Here’s another curious fact. The Annals of Internal Medicine recently published a study that compared veterans health facilities with commercial managed-care systems in their treatment of diabetes patients. In seven out of seven measures of quality, the VA provided better care.
It gets stranger. Pushed by large employers who are eager to know what they are buying when they purchase health care for their employees, an outfit called the National Committee for Quality Assurance today ranks health-care plans on 17 different performance measures. These include how well the plans manage high blood pressure or how precisely they adhere to standard protocols of evidence-based medicine such as prescribing beta blockers for patients recovering from a heart attack. Winning NCQA’s seal of approval is the gold standard in the health-care industry. And who do you suppose this year’s winner is: Johns Hopkins? Mayo Clinic? Massachusetts General? Nope. In every single category, the VHA system outperforms the highest rated non-VHA hospitals.

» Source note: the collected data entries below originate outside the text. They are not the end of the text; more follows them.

PR #752, opened 2023-02-27
Related pods add containers

RoiGlinik:


playbooks/robusta_playbooks/k8s_resource_enrichments.py
```diff
@@ -43,32 +46,103 @@ def to_pod_row(pod: Pod, cluster_name: str) -> List:
...
+    elif kind == "Node":
         pods = Pod.listPodForAllNamespaces(field_selector=f"spec.nodeName={resource.metadata.name}").obj.items
     else:
         selector = build_selector_query(resource.spec.selector)
         pods = PodList.listNamespacedPod(namespace=resource.metadata.namespace, label_selector=selector).obj.items
 
+    return pods
+
+def to_pod_obj(pod: Pod, cluster: str) -> Dict[str,Any]:
+    resource_requests = pod_requests(pod)
```
Avi-Robusta, line 70: if we are already passing 70% of the pods yaml why don't we just pass the whole yaml of the pod and parse it on the the frontend?
it's less code in runner and more versatile for frontend?

playbooks/robusta_playbooks/k8s_resource_enrichments.py
```diff
@@ -43,32 +46,103 @@ def to_pod_row(pod: Pod, cluster_name: str) -> List:
...
+            "created": getattr(state, "startedAt", None)
+        })
+    
+    return containers
+ 
+
+
+
+@action
+def resource_related_pods(event: KubernetesResourceEvent):
```
Avi-Robusta, line 122: is the only difference that you added containers?
It might be word it to add the whole yaml so we dont have to make a new related pods for every new field we want.

playbooks/robusta_playbooks/k8s_resource_enrichments.py
```diff
@@ -43,32 +46,103 @@ def to_pod_row(pod: Pod, cluster_name: str) -> List:
...
         selector = build_selector_query(resource.spec.selector)
         pods = PodList.listNamespacedPod(namespace=resource.metadata.namespace, label_selector=selector).obj.items
 
+    return pods
+
+def to_pod_obj(pod: Pod, cluster: str) -> Dict[str,Any]:
+    resource_requests = pod_requests(pod)
+    resource_limits = pod_limits(pod)
+    addresses = ",".join([address.ip for address in pod.status.podIPs])
+    return {
```
Avi-Robusta, line 73: we generally don't just create Dicts to return if it has a explicit format, I would create a class like 
class RelatedPods(BaseModel) to return for type/parameter validation

(to_pod_row also seems to not be following that rule )

RoiGlinik:
@Avi-Robusta I will look into these changes today I think. It might break some of your apps page

playbooks/robusta_playbooks/k8s_resource_enrichments.py
RoiGlinik: I will create a specific class for the format

src/robusta/core/sinks/robusta/dal/model_conversion.py
```diff
@@ -146,6 +147,8 @@ def to_evidence_json(
                     )
 
                 structured_data.append({"type": "callbacks", "data": callbacks})
+            elif isinstance(block, JsonBlock):
```
Avi-Robusta, line 150: how does this look in the UI and slack?

Avi-Robusta: Also this might send JsonBlock to all the sinks now, there might have been a reason why this wasnt allowed until now, maybe check where the finding is sent without this part?

playbooks/robusta_playbooks/k8s_resource_enrichments.py
```diff
@@ -43,32 +72,105 @@ def to_pod_row(pod: Pod, cluster_name: str) -> List:
...
+    """
+    Return the list of pods and containers related to that k8s resource.
+    For example, return all pods of a given k8s Deployment
+
+    Supports Deployments, ReplicaSets, DaemonSets, StatefulSets and Pods
+    """
+    pods = get_related_pods(event.get_resource())
+    cluster = event.get_context().cluster_name
+    event.add_enrichment([
+       JsonBlock(json.dumps([to_pod_obj(pod, cluster).dict() for pod in pods]))
```
arikalon1, line 161: I don't understand why you're using json blocks, that can only be used by one sink

src/robusta/core/sinks/robusta/dal/model_conversion.py
arikalon1: yes, because it why would you send json to slack

playbooks/robusta_playbooks/k8s_resource_enrichments.py
arikalon1: In addition, this will work only on newer runner versions.
Why would we want that?

RoiGlinik:
@Avi-Robusta  Could you do a quick last scan before I merge

playbooks/robusta_playbooks/k8s_resource_enrichments.py
```diff
@@ -20,6 +25,38 @@
     pod_restarts,
 )
 
+class RelatedPodParams(ActionParams):
+    """
+    :var block_type: output format type of the action.
+    """
+    output_format: str = "table"  # table, json
```
Avi-Robusta, line 32: The comment "block_type" and variable name "output_format" don't match, i would also add the types to the comment so it will automatically show up in the docs

personally since its only two types I would do something like output_as_table: bool =True but what you wrote is okay too

Avi-Robusta (approved):
looks good, one small change in a comment you left

Before you merge:
- [ ] check how table looks on slack now

Avi-Robusta:
two run_tests tests are failing here

- [ ] check to see if its your branch or master with the issue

Not convinced? Consider what vets themselves think. Sure, it’s not hard to find vets who complain about difficulties in establishing eligibility. Many are outraged that the Bush administration has decided to deny previously promised health-care benefits to veterans who don’t have service-related illnesses or who can’t meet a strict means test. Yet these grievances are about access to the system, not about the quality of care received by those who get in. Veterans groups tenaciously defend the VHA and applaud its turnaround. “The quality of care is outstanding,” says Peter Gayton, deputy director for veterans affairs and rehabilitation at the American Legion. In the latest independent survey, 81 percent of VHA hospital patients express satisfaction with the care they receive, compared to 77 percent of Medicare and Medicaid patients.
Outside experts agree that the VHA has become an industry leader in its safety and quality measures. Dr. Donald M. Berwick, president of the Institute for Health Care Improvement and one of the nation’s top health-care quality experts, praises the VHA’s information technology as “spectacular.” The venerable Institute of Medicine notes that the VHA’s “integrated health information system, including its framework for using performance measures to improve quality, is considered one of the best in the nation.”
(4)
And now for something completely different (and unexpected). Charles Krauthammer came out with a truth:
What Fox did is not just create a venue for alternative opinion. It created an alternate reality.
(The sad, twisted man meant it as a compliment, in case you had any doubt.)